Hook! Hook! Where’s the Narrative Hook?


How do you find your narrative hook? Well, it’s probably not in stealing movie lines from Dustin Hoffman films. (And shame on you if you don’t know what I’m talking about.)

Writing Rule #39 can’t promise to make your narrative hook-designing life that easy. But it can make it somewhat more simplistic, as indicated below.

There’s really no genre-specific literary or non-fiction hooks out there.

Hooks are hooks. They set a whole lot of expectations for the rest of the read, but they hardly tell the whole tale. As such, a romantic beginning could lead to conclusions about the benefits of being single. Or an edge-of-your-seat opening could set up historical non-fiction. For Writing Rule #39, rules need not apply.

For all you rule followers out there, don’t panic. They definitely can apply here. The three examples I gave yesterday certainly show as much.

Take Lia Mack’s Waiting for Paint to Dry, which starts out with an introspective tone. And while it has its amusing aspects, it overall maintains that introspective tone all the way through. Largely meant as a self-help guide wrapped up in engaging fiction, Lia wrote Waiting for Paint to Dry as a rape survivor for rape survivors.

Kate Quinn’s Daughters of Rome starts out hinting at historical amounts of blood, pain and drama; and it ends the same way too – not quite with a cliffhanger finish, but still foreshadowing further impending doom. Good thing there’s a sequel. Three of them, actually.

Then there’s The Immortal Life of Henrietta Lacks by Rebecca Skloot, which carries the same genuine search for information from start to finish. It starts out implying that it’s going to explore the life and scientific ramifications of one woman, and it does exactly that.

So narrative hook traditionalists, feel free to not feel too free in designing your opening paragraphs. It’s just that if you want to get creative, you’re more than welcome to go that route as well.

There are perfectly great hooks out there that establish boring, mundane or relatable scenes, only to delve into drama, fantasy or otherwise extraordinary genre-suitable circumstances later.

One of the most entertaining spy romps I’ve ever bought, Once a Spy by Keith Thomson, works well to illustrate this possibility. The Chicago Sun-Times calls it, “Nonstop action, thrills, and more escapes than Houdini in his lifetime,” a description I’m not going to disagree with.

Yet the hook is absolutely ordinary.

Brooklyn was booming. Elsewhere. Drummond Clark’s block was still packed with boxy, soot-grayed houses, some settled at odd angles and all so close together they looked like one long soot-grayed building. At holiday time, the patchy displays of festive lights accentuated the cracks as much as anything.

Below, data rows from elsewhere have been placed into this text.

PR #2314, opened 2023-08-25
Fix record pattern formatting

### LINKED ISSUE #2279: Formatting record patterns messes up spacing
Formatting
```
mf : Pair (Pair Bool (List Nat)) (List Nat) → Bool
  | mkPair@{fst := mkPair@{fst; snd := nil}; snd := zero :: _} := fst
  | _ := false;
```
gives
```
mf : Pair (Pair Bool (List Nat)) (List Nat) → Bool
  | mkPair@{fst := mkPair@{fst; snd := nil};
  snd := zero :: _} := fst
  | _ := false;
```

lukaszcz:
* Closes #2279

### DIFF
--- a/tests/Compilation/positive/test060.juvix
+++ b/tests/Compilation/positive/test060.juvix
@@ -17,21 +17,20 @@ type Pair (A B : Type) :=
     };
 
 mf : Pair (Pair Bool (List Nat)) (List Nat) → Bool
-  | mkPair@{fst := mkPair@{fst; snd := nil}; snd := zero :: _} := fst
+  | mkPair@{fst := mkPair@{fst; snd := nil};
+           snd := zero :: _} := fst
   | _ := false;
 
 main : Triple Nat Nat Nat :=
   let
     p : Triple Nat Nat Nat := mkTriple 2 2 2;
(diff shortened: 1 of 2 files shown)


tests/Compilation/positive/test060.juvix
```diff
@@ -17,21 +17,20 @@ type Pair (A B : Type) :=
     };
 
 mf : Pair (Pair Bool (List Nat)) (List Nat) → Bool
-  | mkPair@{fst := mkPair@{fst; snd := nil}; snd := zero :: _} := fst
+  | mkPair@{fst := mkPair@{fst; snd := nil};
+           snd := zero :: _} := fst
```
janmasrovira, line 21: can we refacotr the `align (braces items)` so that the second field is aligned with the first field instead of the opening `{`?

lukaszcz: Now it's consistent with how it works with named arguments. I think that if we were to change this, we should change both in a separate issue.

janmasrovira (dismissed):

janmasrovira (approved):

On this bitter Christmas Eve, Drummond stood hunched in his small kitchen, alternatively green and red in the reflection of a neighbor’s tree, struggling to open a can of soup for dinner. He wondered how all the years had come to this. No friends. No family. He couldn’t remember the last time one of the neighbors had invited him in.

What’s the appeal of that hook? Admittedly, it’s helped a lot by the title and cover design, which features big, bold letters in red and white over an ominously dark image. But readers already know to expect that something’s going to change.

Will it be a spook jumping out of the shadows to say, “Boo!”?

Could there be some secret spy lair in Drummond Clarke’s basement?

How long will Keith Thomson drag out the dull details before he springs the real deal on us?

You could say this particular narrative hook plays on the reader’s natural – warranted – suspicion of the writer. Writers of the creative variety are emotion-manipulating, fact-obscuring little con artists. So if it seems like they’re hiding something, they probably are.

Curiosity kicks in, and the reader is hooked.

Or it could boil down to the equally natural desire to be better or smarter or faster. Some readers could see these opening paragraphs as a challenge. Can they figure out what’s going on before the writer means them to?

Bring it on! Challenge accepted.

There are really only two rules you absolutely need to follow when it comes to creating engaging opening paragraphs:

  1. Make it interesting.

  2. Make it fit.

Other than that, you’re the boss when it comes to designing your narrative hook.